今回は、今年9月に亡くなられた佐々木実さんを偲ぶコーナーがありました。
佐々木さんは、統合失調症の当事者で「べてる」創成期からのメンバーでした。「(有)福祉ショップべてる」の社長、「社会福祉法人浦河べてるの家」の理事長などを務められ、「べてる」のメンバーからは「社長」と呼ばれ親しまれてきました。
「べてる」のメンバーでお金の苦労をされる方はかなり多い中、佐々木さんは、お金に関しては非常に誠実だったそうです。佐々木さんのエピソードとしてあまりにも有名なのが、「1枚のガムを、何日も噛み続ける」というものです。いったん噛んだガムを入れ物に保管しておいて、次の日もそれを噛む、ということをしてきたそうで、味がしなくなったガムを1週間噛み続けてきたというお話もありました。また、冬は節約して暖房を焚かず、服装も大バーゲンで安い服を見つけて買うなど質素だった模様。一方でたまったお金は、惜しみなく「べてる」や教会に捧げていたそうです1)2)。
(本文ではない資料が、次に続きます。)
PR #15748, opened 2026-05-10
Comix: drop hard-coded namespace name from signer probe

### LINKED ISSUE #15729: Comix: `signer not detected after 25s` error
### Source information

Comic 1.4.15

### Source language

English

### Steps to reproduce

Image

I keep getting this error on Comix after latest version update.

"Comix: signer not detected after 25s. Try opening the source in WebView once to clear any anti-bot challenge, then refresh"

### Expected behavior

Should get chapters when refreshed.

### Actual behavior

Instead is giving an error.

### Mihon/Mihon fork version

App ID: app.komikku App version: 1.13.5

### Android version

Android 16

### Other details

_No response_

### Acknowledgements

### 

---

nobottomline:
Closes #15729.

Today's `comix.to` deploy rotated the obfuscated VM namespace from `vmf_<id>` to `vmC_<id>`. The probe in `Signer.kt` shipped in #15696 hard-coded `topName.indexOf('vmf_') !== 0`, so it no longer matched anything, the WebView poll never found the signer / installer, and every protected request died with `signer not detected after 25s`.

The KDoc on #15696 advertised this as covered by "namespace name rotation"; that was wrong — only the function names inside the namespace were behaviour-detected, the namespace name itself was still pinned.

## Probe is now two-tier

So the common case stays cheap:

- **Fast path** matches `^vm[A-Za-z]_` — every observed deploy so far. Same speed as a single-regex check.
- **Fallback** walks remaining top-level objects on `window` and keeps those whose own keys look like obfuscator output (≥5 own keys, ≥3 of them 1-3 char alphabetic identifiers — `Qi`, `Xi`, `Gi`, …). This is a near-unique fingerprint of the bundle's mangled exports and excludes every nominally-named browser global, so we never accidentally invoke `alert`, `confirm`, `open`, etc. as a side effect of probing. If the site ever rotates beyond `vm[A-Za-z]_`, no extension update is needed.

私が「べてる」を訪れた際に、何度か佐々木さんを見かけております(私の引っ込み思案な性格ゆえ、直接佐々木さんとお話することはできませんでした)。表舞台によく出てくるメンバーが多い中、佐々木さんはあまり表に出ず、慎ましい印象にありました。一方で佐々木さんは長年「社長」として「べてる」のリーダーを務めてきました。佐々木さんのリーダー像について、向谷地宣明さん3)は「サーバントリーダーシップ」という言葉を用いています。「サーバント」とは「奉仕する人」の意。管理(コントロール)型のリーダーシップとは異なり、「サーバントリーダーシップ」では、リーダーでありながら率先して人に奉仕して、互いに奉仕しあうことを奨励する構えをとります。佐々木さんはいつも穏やかなまなざしで静かな声で語り、人をコントロールすることは全くなく、一貫して見えないところで静的な支援に徹していたそうです。
なお、佐々木さんは生前に次のことを述べています。これは、「べてるまつり」の際に映像で流れたものです2)。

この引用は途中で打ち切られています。